Dernier élément de la trilogie.
Note :

   «Le troisième mensonge» clôt la trilogie entamée par «Le grand cahier», poursuivie par «La preuve». Agota Kristof, née Hongroise et vivant désormais en suisse, ne fait pas dans la dentelle. Plus qu'une histoire, passablement compliquée, surtout complexifiée à l'envi, c'est l'atmosphère glauque et morbide qui reste en tête une fois le dernier tome refermé. A vivre nos vies faciles d'Européens de l'Ouest, on n'a pas forcément idée de la «Struggle for life», au sens propre, telle qu'elle existe dans de nombreux pays et telle qu'elle existait (si même c'est terminé) dans de nombreux pays de ce qu'on appelait l'Europe de l'Est.
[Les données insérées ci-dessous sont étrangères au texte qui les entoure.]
PR #6978, opened 2024-12-09
Prevent matterjs stalls when returning to inactive tabs

### LINKED ISSUE #6977: Tab stalls when using matterjs and moving away from the tab for a while, probably Engine.update related
## Version

* Phaser Version: v3.85.0

* Operating system: Windows 11 Pro 22631.4460

* Browser: Chrome

## Description

I noticed that my phaser game was crashing when I went away from it for a while and came back to the tab.

At https://ubershmekel.github.io/bell-curve-balls/ there are a lot of balls, so the simulation step is a bit heavier than usual.

Phaser-Matter-away-problem

## Example Test Code

* https://phaser.io/examples/v3.85.0/physics/matterjs/view/pachinko?display_mode=full_screen works more slowly. You have to create a few balls then be away from the tab for 20 minutes before you see the delays. Code at https://phaser.io/examples/v3.85.0/physics/matterjs/view/pachinko
* https://ubershmekel.github.io/bell-curve-balls/ works pretty quickly, just click it once to let the balls roll, then go to another tab and wait 1-2 minutes and when you come back to this tab it will be multiple seconds until you can play again. Code at https://github.com/ubershmekel/bell-curve-balls

## Additional Information

Options I see:

* Engine.update should be called while in the background
* Do not call Engine.update to catch up when the tab becomes active, just resume the game from where it was when the tab became inactive.
* Create some "simulation is catching up spinner UI" for when the tab becomes active again.

The relevant code is at:

* This is the function that gets called multiple times during the performance freeze: https://github.com/phaserjs/phaser/blob/97e3e67ac679863e30d4225d2b29a49a6f0de3e9/src/physics/matter-js/lib/core/Engine.js#L84
* This is the function that takes a ton of time to complete because of all the `Engine.update` calls: https://github.com/phaserjs/phaser/blob/97e3e67ac679863e30d4225d2b29a49a6f0de3e9/src/physics/matter-js/World.js#L1268

ubershmekel:

* Fixes a bug

Describe the changes below:

Fixes https://github.com/phaserjs/phaser/issues/6977

A more complete PR would include adding this to the type `Phaser.Types.Physics.Matter.MatterRunnerConfig`

This change limits the amount of time matterjs will be simulating after a tab is inactive for a long time. The number 100ms seems a reasonable maximum amount of time to wait for the game loop to resume.

Another issue with this PR is I don't understand why does src/physics/matter-js/World.js not use `Runner.create` as defined in src/physics/matter-js/lib/core/Runner.js but I'd rather someone that knows what's going on give an opinion on that.

### DIFF
--- a/src/physics/matter-js/World.js
+++ b/src/physics/matter-js/World.js
@@ -179,7 +179,8 @@ var World = new Class({
             isFixed: GetFastValue(runnerConfig, 'isFixed', false),
             delta: delta,
             deltaMin: deltaMin,
-            deltaMax: deltaMax
+            deltaMax: deltaMax,
+            maxFrameTime: 100
         };
 
         /**


photonstorm:
Thank you for spending time opening this, however we've merged in a different PR that will fix this issue in a slightly better way.

PR #6991, opened 2024-12-20
Fail gracefully when a texture isn't created in `addBase64()`

samme:
This PR

* Fixes a bug

In `addBase64()`, `onload()` didn't handle a null result from `TextureManager#create()`, giving an error:

> TypeError: null is not an object (evaluating 'texture.source')

I changed it so `onload()` exits early without an error.


photonstorm:
👍

samme:
I guess this could go in v3.88 too.

photonstorm:
Yeah I already added it there :)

Totalitarisme, arbitraire, mépris de l'être humain, voilà ce qui nous est conté sur fonds de pays dévasté, de relations humaines minimales.
   
   « -On m'appelle Claus T. est-ce mon nom ? Dès l'enfance, j'ai appris à mentir. Dans ce centre de rééducation où je me remettais lentement d'une étrange maladie, on me mentait et je mentais déja. J'ai menti encore quand j'ai franchi la frontière de mon pays natal. Puis j'ai menti dans mes livres. Bien des années plus tard, je franchis la frontière dans l'autre sens. Je veux retrouver mon frère, un frère qui n'existe peut être pas. Mentirai-je une dernière fois?»
   
   
L'écriture de A. Kristof y est aussi pour quelque chose. Froide, analytique, clinique. Idéale pour brosser cette atmosphère glauque qui perdure après la lecture.
   
   Pas désespérant pour autant puisque rares sont ceux qui, une fois attaquée la trilogie, ne vont pas au bout. On en redemande, et quand on est à critiquer le troisième mensonge, c'est qu'on en a redemandé!